収容所では様々な「選抜」が行われた。ガス室に送られるか、あるいはどの収容所に移されるかは、ちょっとした偶然で決まった。先が見えない中、収容所ではクリスマスに解放されるとのうわさが広まった。しかしそれが裏切られると、急に力つきてしまう人が多かった。自暴自棄になり、食料と交換できる貴重な煙草に吸いつくしてしまう者もいた。過酷な環境の中で、フランクルは考える。心の支え、つまり生きる目的を持つことが、生き残る唯一の道であると―。フランクルは、収容所での出来事を通して、「生きる意味」を学び取ろうと決め、人間の心理について冷静な分析を行う。そしてついに解放され、奇跡的な生還を果たす。

第2回 どんな人生にも意味がある

諸富祥彦(明治大学文学部教授)

私たちは、自由で自己実現が約束されている環境こそが幸せだと思っている。しかし災害や病気などに見舞われた時、その希望は潰える。収容所はその最悪のケースだ。しかしそれでも、幸せはまだ近くにあるのではないかとフランクルは考えた。人間は欲望だけではなく、家族愛や仕事への献身など、様々な使命感を持って生きている。どんな状況でも、今を大事にして自分の本分を尽くし、人の役にたつこと。そこに生きがいを見いだすことが大事なのではないかとフランクルは考えた。そして医師としてチフス患者の病棟で働きながら、仲間たちに希望の持ち方を語った。
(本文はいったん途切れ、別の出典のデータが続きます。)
PR #1376, opened 2016-12-01
Add envs to containerized binary build

### LINKED ISSUE #1375: RC1 calicoctl runs the wrong calico/node
The RC1 calicoctl runs the following when doing `calicoctl node run`:  
```$ sudo ./calicoctl node run
Running command to load modules: modprobe -a xt_set ip6_tables
Enabling IPv4 forwarding
Enabling IPv6 forwarding
Increasing conntrack limit
Removing old calico-node container (if running).
Running the following command to start calico-node:

docker run --net=host --privileged --name=calico-node -d --restart=always -e CALICO_NETWORKING_BACKEND=bird -e NO_DEFAULT_POOLS= -e CALICO_LIBNETWORK_ENABLED=true -e ETCD_AUTHORITY=127.0.0.1:2379 -e ETCD_SCHEME=http -e ETCD_ENDPOINTS= -e NODENAME=drogon -v /var/run/calico:/var/run/calico -v /lib/modules:/lib/modules -v /var/log/calico:/var/log/calico -v /run/docker/plugins:/run/docker/plugins -v /var/run/docker.sock:/var/run/docker.sock calico/node:latest
```
So its running `calico/node:latest`.  Is that correct?  Should it not be a specific calico/node version?

robbrockbank:
Fixes #1375 

Build process uses containerized builds which did not pass in the "overridable" environments.  These are now all being passed through.

### DIFF
--- a/Makefile
+++ b/Makefile
@@ -263,14 +263,19 @@ semaphore: clean
 	bash -c 'rm -rf /home/runner/{.npm,.phpbrew,.phpunit,.kerl,.kiex,.lein,.nvm,.npm,.phpbrew,.rbenv}'
 
 	# Actually run the tests (refreshing the images as required), we only run a
-	# small subset of the tests for testing SSL support.
-	CALICOCTL_NODE_VERSION=$$BRANCH_NAME $(MAKE) calico/ctl calico/node st
-	CALICOCTL_NODE_VERSION=$$BRANCH_NAME ST_TO_RUN=tests/st/policy $(MAKE) st-ssl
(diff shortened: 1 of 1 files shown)


robbrockbank:
The tagging of the release in the .tar make target seems a little out-of-place.

I'm wondering if we should tag the versioned and quay images as part of the make calico/ctl and calico/node targets.   

@tomdee wdyt?

tomdee:
As discussed, you're going to make some tweaks to the semaphore target in the Makefile

tomdee:
LGTM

名著、げすとこらむ。 ◯「夜と霧」ゲスト講師 諸富祥彦「生きる意味」を求めて

今、大きな悩みや苦しみを抱えている人がたくさんおられます。心理カウンセラーである私は日々そのような方に接していますが、その苦しみはますます切実さを増してきているように思われます。

うつ病の患者さんは今や百万人超といわれています。とりわけ深刻なのは、自殺者の増加です。国の調べによると、すでに十年以上前から三万人を超えています。
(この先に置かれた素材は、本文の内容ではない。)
PR #1381, opened 2016-12-04
Start moving to startup.go

caseydavenport:
Initial intent is to create a new startup.go and migrate pieces of startup.py over to it.

First bit to migrate is the ClusterGUID.

### DIFF
--- a/calico_node/startup.go
+++ b/calico_node/startup.go
@@ -1,0 +1,72 @@
+// Copyright (c) 2016 Tigera, Inc. All rights reserved.
+//
+// Licensed under the Apache License, Version 2.0 (the "License");
+// you may not use this file except in compliance with the License.
+// You may obtain a copy of the License at
+//
+//     http://www.apache.org/licenses/LICENSE-2.0
+//
+// Unless required by applicable law or agreed to in writing, software
+// distributed under the License is distributed on an "AS IS" BASIS,
+// WITHOUT WARRANTIES OR CONDITIONS OF ANY KIND, either express or implied.
+// See the License for the specific language governing permissions and
+// limitations under the License.
+package main
+
+import (
+	"encoding/hex"
+	"fmt"
+
+	"github.com/satori/go.uuid"
+
+	log "github.com/Sirupsen/logrus"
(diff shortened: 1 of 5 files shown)


calico_node/startup.go
```diff
@@ -0,0 +1,73 @@
...
+		panic(fmt.Sprintf("Error initializing datastore: %s", err))
+	}
+	log.Info("Datastore is initialized")
+
+	// Make sure we have a global cluster ID set.
+	ensureClusterGuid(c)
+}
+
+// ensureClusterGuid assigns a cluster GUID if one doesn't exist.
+func ensureClusterGuid(c api.Client) {
```
caseydavenport: :(

For some reason Felix isn't picking up the value that's being assigned here.

robbrockbank:
Need to fix up merge conflicts.

I'm okay with this as is for the next RC, but we should move the GUID stuff into libcalico-go - it is already in libcalico-go within the node creation branch.

In the longer term I was always imagining that the startup would effectively create or update a node resource and that the node resource would do much of the etcd init stuff  -- that way it's useful for environments that don't use calico/node..... 

But for now... LGTM

calico_node/startup.go
```diff
@@ -0,0 +1,72 @@
...
+)
+
+// main performs startup operations for a node.
+// For now, this only creates the ClusterGUID.  Ultimately,
+// all of the function from startup.py will be moved here.
+func main() {
+	// Build a Calico client.
+	log.Info("Creating Calico client")
+	cfg, err := client.LoadClientConfig("")
+	if err != nil {
```
robbrockbank: Should some of  these logs be print statements so that we are outputting to screen (like we do with the python startup?)

caseydavenport:
> In the longer term I was always imagining that the startup would effectively create or update a node resource and that the node resource would do much of the etcd init stuff -- that way it's useful for environments that don't use calico/node.....

yes, this is exactly what I'd like as well. Starting calico/node should just be a shortcut for running `calicoctl create -f mynode.yaml`

I couldn't get all the way there in this PR because I didn't want to mess too much with the IP detection, etc in the v2.0 timeframe.  Will be doing that after v2.0 though!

一般に、自殺者の背後には未遂の方が十倍から二十倍いるといわれますので、じつに三十万人から六十万人の方々が、毎年死の淵に立っていることになります。

そこまでいかなくても、何かの拍子にふと「死にたい」という気持ちに襲われたことがある方は、その十倍、すなわち三百万人くらいいるのではないでしょうか。

この背景には、現代社会におけるさまざまな問題が横たわっていますが、自分の人生に「生きる意味」を感じながら生きていくことが難しい時代になってきていることは、間違いありません。
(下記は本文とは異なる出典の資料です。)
PR #1387, opened 2016-12-06
Use glide cache to build go code

SergK:
* use cache as much as possible from CI user (~/.glide) also with
  fixing permissions
* add $MY_UID $MY_GID variables

We need to have an ability to run calico build in isolated environment
(without access to 3rd part repos) and cache usage is one step to this
direction


SergK:
Hi, @tomdee @fasaxc could you please review this PR?

tomdee:
Hi @SergK this was fixed as part of #1461 so closing.

PR #1396, opened 2016-12-07
Fix calicoctl cross-platform builds

caseydavenport:


calicoctl/commands/node_darwin.go
```diff
@@ -0,0 +1,26 @@
...
+package commands
+
+import (
+	"fmt"
+	"os"
+)
+
+// Node function is a switch to node related sub-commands
+func Node(args []string) {
+	fmt.Println("node sub-command is not available on darwin")
```
robbrockbank: Could we make this:   Error executing command: calicoctl node commands are not available on this OS.

robbrockbank:
One comment then LGTM

PR #1402, opened 2016-12-09
Rev felix to 2.0.0-rc5.

fasaxc:


fasaxc:
@tomdee This re-integrates the commit that I built RC3 from.  Note: I thought calico-containers wasn't having checked-in pins but I saw rc4 was in there so thought I'd better be consistent.

PR #1406, opened 2016-12-10
Better resource error message

### LINKED ISSUE #1405: calicoctl apply returns "No resources specified in file"
**Version**: `v1.0.0-rc1`, `v1.0.0-rc2`, `v1.0.0-rc3`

そんな状況ですから、今回、「生きる意味」を求めて悩み苦しむ人を援助し続けてきた精神科医ヴィクトール・E・フランクルの『夜と霧』を「100 分 de 名著」で取り上げることになったのは、たいへん意味のあることだと思っています。

『夜と霧』は、第二次世界大戦の際、ナチスの強制収容所に収容されたフランクルが、みずから味わった過酷な経験をつづった本です。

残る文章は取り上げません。